What is being asked
Note how many lines of the data below hold the word "https", then give that number with no other text.
(Beginning of Data listing)
PR #5680, opened 2020-03-07
Code Mirror editor for TextField

### LINKED ISSUE #5087: Feature request: CodeMirror editor for TextField
Implement a TextField editor (with settings) for CodeMirror

agriffard:
Fixes #5087

Editor option:
image

Result in Edit:
image

### DIFF
--- a/src/OrchardCore.Modules/OrchardCore.ContentFields/Views/TextField-CodeMirror.Edit.cshtml
+++ b/src/OrchardCore.Modules/OrchardCore.ContentFields/Views/TextField-CodeMirror.Edit.cshtml
@@ -6,7 +6,7 @@
 }
 
 <div class="form-group">
-    <label asp-for="Text">@Model.PartFieldDefinition.DisplayName() code</label>
+    <label asp-for="Text">@Model.PartFieldDefinition.DisplayName()</label>
     <input asp-for="Text" class="form-control content-preview-text" dir="@culture.GetLanguageDirection()" />
     @if (!String.IsNullOrEmpty(settings.Hint))
     {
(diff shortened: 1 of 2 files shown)


src/OrchardCore.Modules/OrchardCore.ContentFields/Views/TextField-CodeMirror.Edit.cshtml
```diff
@@ -0,0 +1,33 @@
...
+    $(function () {
+        var optionsTexArea = document.getElementById('@Html.IdFor(x => x.Text)');
+        var editor = CodeMirror.fromTextArea(optionsTexArea, {
+            lineNumbers: false,
+            lineWrapping: true,
+            matchBrackets: true,
+            mode: { name: "htmlmixed" }
+        });
+        setTimeout(function() { editor.refresh(); },1);
+    });
```
deanmarcussen: @agriffard I am still confused why we need the `setTimeout` here, but not other places?
is it because the editor option is initially hidden, and codemirror doesn't draw initially when unhidden?

agriffard: If the editor is not refreshed, it is not resized to show the whole text inside.
Uncomment this line and load the page with a long text to see what it does.

deanmarcussen: `autoRefresh: true,` is the code mirror option we use elsewhere, and works for `Autoroute` (I will see later when I have time to see if it works here)

agriffard:
There is a pb: The newlines disappear when you re-edit an item.

PR #5362, opened 2020-01-25
Users Change email feature

agriffard:
Adds a feature and settings to allow the users to change their email.

Fixes #1630

PR #5688, opened 2020-03-09
Change Email review

agriffard:
React to @sebastienros's comments.

Related to #5362


agriffard:
Reminder: If you just check with MimeKit `!MailboxAddress.TryParse(Email, out var emailAddress)`, an email without any `@` would work, so I also returned un invalid email if `Email.IndexOf('@') == -1`.

https://github.com/jstedfast/MimeKit/issues/465

hishamco:
@agriffard you could rebase on dev after merging #5710

agriffard:
ok, dev merged and IEmailAddressValidator used in ChangeEmailViewModel.

src/OrchardCore.Modules/OrchardCore.Users/ViewModels/ChangeEmailViewModel.cs
```diff
@@ -1,13 +1,21 @@
+using System;
 using System.Collections.Generic;
 using System.ComponentModel.DataAnnotations;
 using Microsoft.Extensions.DependencyInjection;
-using Microsoft.Extensions.Localization;
-using MimeKit;
+using Microsoft.Extensions.Localization;
```
hishamco: Remove extra whitespace

src/OrchardCore.Modules/OrchardCore.Users/ViewModels/ChangeEmailViewModel.cs
```diff
@@ -1,13 +1,21 @@
...
 using System.ComponentModel.DataAnnotations;
 using Microsoft.Extensions.DependencyInjection;
-using Microsoft.Extensions.Localization;
-using MimeKit;
+using Microsoft.Extensions.Localization;    
+using OrchardCore.Email;
 
 namespace OrchardCore.Users.ViewModels
 {
     public class ChangeEmailViewModel : IValidatableObject
```
hishamco: Do we really need `IValidatableObject`? `IEmailAddressValidator` can handle the validation logic, so you can check directly in the `POST`

src/OrchardCore.Modules/OrchardCore.Users/Controllers/ChangeEmailController.cs
```diff
@@ -49,7 +55,7 @@ public async Task<IActionResult> Index()
 
             var user = await _userService.GetAuthenticatedUserAsync(User);
 
-            return View(new ChangeEmailViewModel() { Email = ((User)user).Email });
+            return View(new ChangeEmailViewModel(_emailAddressValidator) { Email = ((User)user).Email });
```
sebastienros: The service needs to be resolved in the Vallidate method

src/OrchardCore.Modules/OrchardCore.Users/Controllers/ChangeEmailController.cs
```diff
@@ -38,7 +38,7 @@ public class ChangeEmailController : Controller
             _userService = userService;
             _userManager = userManager;
             _siteService = siteService;
-            _emailAddressValidator = emailAddressValidator ?? throw new ArgumentNullException(nameof(emailAddressValidator));
+            _emailAddressValidator = emailAddressValidator;
```
hishamco: I'm not sure why we don't check from `null` in constructor which is useful for `public` APIs, if the intend to prevent DI from throws, it will if the service is not there

deanmarcussen: The DI container will throw a DI exception before it ever reaches this null check so a null check here is unreachable code

hishamco: How? I think the check need to be in services public APIs, not in controller as you said

src/OrchardCore.Modules/OrchardCore.Users/Controllers/ChangeEmailController.cs
agriffard: OK: Resolve EmailAddressValidator from Validate method

PR #6644, opened 2020-07-12
Use readonly properties in file store entries

hishamco:


deanmarcussen:
Why? was there a bug and it wasn't working?

Has it been tested?

hishamco:
Actually there's no bug, but there's no need for the baking fields here nothing more

deanmarcussen:
> Has it been tested?

So not tested then?

hishamco:
> Has it been tested?

I can make unit tests to test them, but I find that there's no need while the change is not too much, I will write the unit tests then ...

deanmarcussen:
> I can make unit tests to test them, but I find that there's no need while the change is not too much, I will write the unit tests then ...

I wasn't asking for unit tests, just to know whether you connected to blob storage (or blob development storage) and it still works?

There has been so many issues with prefixing and semantics with blob storage that I'm reluctant to approve a change if it hasn't been tried. (Knowing that if it breaks something I'll have to come along and figure out why)

hishamco:
Got your point Dean, I will try to use blob development storage if there's a change, coz I didn't work with with yet

Thanks

agriffard:
Can you please finalize it or close it if it is not meant to be merged?

hishamco:
I'm not able to connect to blob storage since then, that's why I didn't update the status, but the changes that I made doesn't affect nything it's just refactoring

agriffard:
Closing while it is not tested. Reopen if needed.

PR #6648, opened 2020-07-13
Don't Detach() a document already loaded for update

### LINKED ISSUE #6356: Content step in a migration recipe fails
Hi,

A taxonomy field is not added to a custom part when I use a TaxonomyContentItemId that was added by a recipe migration in the same data migration.

I created a repo for this: https://github.com/ArieGato/OrchardCore/tree/ariegato/recipe-migration

To reproduce follow these steps:

1. Create a new web site by using the Coming Soon theme.
2. Activate the 'Recipe Migration Issue' module.
The migration checks for the existence of a taxonomy content item by alias. When it's not present it creates it by using a recipe migration.
3. Check the content types. The 'Custom' type has been created with a Custom part, but the part cannot be found at the Content Parts page. When editing the Custom Part from the Custom type details a 404 page not found error is shown.

Now to see how it should work:

When the Taxonomy content item with the alias has already been created, the migration works fine.
1. Create a new web site by using the Blog recipe (which creates the taxonomy categories)
2. Activate the module Recipe Migration Issue.
3. Check the Custom Part in the Content Parts page. The part is created correctly with the Taxonomy field.

Thnx,
Arjan

jtkech:
Fixes #6356 

- First, when we get a **single document** for caching, if it has already been loaded for mutation we do a **session detach** but the loaded object may have been already flushed and **if we save it again a new record is persisted, that's why here we just throw in that case**. The opposite is okay, if we first get a single document for caching, we know that it will not be mutated and saved, so we can still detach it allowing to load after an isolated object for mutation.

- **This is what happens in a migration recipe** where all steps are executed in the same scope and that also uses a `Content` step. **The definition record is first loaded for mutation** by a previous migration and then the `Content` step **does a get for caching**. This ends up to **a duplicate definition record, the first one being incomplete**.

- **So here the solution is** to let as before all regular automatic migrations executed in the same activating scope, which make sense, and that **the `RecipeMigrator` uses a `DeferredTask`** so that the migration recipe will be executed after disposing the scope used to activate the shell and where all other regular migations has been done and committed.

    And **each step of a migration recipe is now executed in a new scope** (with a new parameter saying that the shell should not be activated as it is in progress) **allowing to mix any kind of recipe steps**, as with other regular recipes.


jtkech:
I found a better and simpler way to fix it

So, when we load a document for caching that has already been loaded, currently we detach it before, the problem is that it may have been flushed so we can get and cache uncommitted data, and if we save it again a new record is persisted.

The simpler solution in that case is to just return the loaded document but indicating that it should not be cached. It is still thread safe as the loaded document is not put in a shared cache and then only used in a given scope.

Beautiful it's mainly 2 line of code ;)

The other changes are just because of the signature change of `GetForCaching()` that not only returns a document but also a bool indicating if it can be cached or not.

jtkech:
For infos it fixes the related issue from @ArieGato 

> Very nice!! I tested a more complex scenario and all works well. I'll try to come up with some more edge cases, but I'm confident it works nice!

src/OrchardCore/OrchardCore.ContentManagement/DatabaseContentDefinitionStore.cs
```diff
@@ -25,7 +25,7 @@ public Task<ContentDefinitionRecord> LoadContentDefinitionAsync()
         /// <summary>
         /// Gets a single document (or create a new one) for caching and that should not be updated.
         /// </summary>
-        public Task<ContentDefinitionRecord> GetContentDefinitionAsync()
+        public Task<(bool, ContentDefinitionRecord)> GetContentDefinitionAsync()
```
sebastienros, line 28: I think that the "caching" information should not leak at this level. It should always be either cacheable or not. Another solution is to change this method to two:
- CreateContentDefinitionRecord
- GetContentDefinitionRecord

And the user would check if Get returned null before calling Create. Right now it's more like a GetOrCreate() and the cachability of the result will vary.

src/OrchardCore/OrchardCore.Data/SessionHelper.cs
```diff
@@ -39,22 +39,23 @@ public async Task<T> LoadForUpdateAsync<T>(Func<T> factory = null) where T : cla
         }
 
         /// <inheritdocs/>
-        public async Task<T> GetForCachingAsync<T>(Func<T> factory = null) where T : class, new()
+        public async Task<(bool, T)> GetForCachingAsync<T>(Func<T> factory = null) where T : class, new()
```
sebastienros, line 42: More like `GetOrCreate` than `Get`. That would make the factory usage obvious.

src/OrchardCore/OrchardCore.ContentManagement/DatabaseContentDefinitionStore.cs
jtkech: Okay, i'm open to any suggestions

That said, this is no more the case in the `distributedCache` branch, it is done at the `IDocumentStore` level and only checked at the `IDocumentManager<>` level, then any service using an `IDocumentManager<>` don't have to care about this.

    /// <inheritdoc />
    public Task<ContentDefinitionRecord> LoadContentDefinitionAsync() => _documentManager.GetMutableAsync();

    /// <inheritdoc />
    public Task<ContentDefinitionRecord> GetContentDefinitionAsync() => _documentManager.GetImmutableAsync();

> It should always be either cacheable or not

Yes i agree but this is the singularity i described in my comments. In some rare cases the caller should not create a new instance but should not cache the returned one. But this only happens in a given scope where we can't refresh the cache for a document that has already been loaded for update and that may have been flushed.

> it's more like a GetOrCreate() and the cachability of the result will vary.

Yes exactly, before it was already a `GetOrCreate()` with a factory, but, because of the above, even the result is not null it doesn't mean that it can be cached

I will think about it

src/OrchardCore/OrchardCore.Data/SessionHelper.cs
jtkech: So here, in the `distributedCache` branch, it is done at the `IDocumentStore` (can be an `IFileDocumentStore`) level, same problem but cacheable is only checked at the `IDocumentManager` level.

> More like GetOrCreate than Get. That would make the factory usage obvious.

Yes i agree, before the change it was already using a factory, would you mean `GetOrCreateForCachingAsync`? In the `distributedCache` branch the related method is `GetImmutableAsync()` that would become `GetOrCreateImmutableAsync()`

I will think about it, but again i'm open to any suggestions, let me know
(End of Data listing)
Expected output
2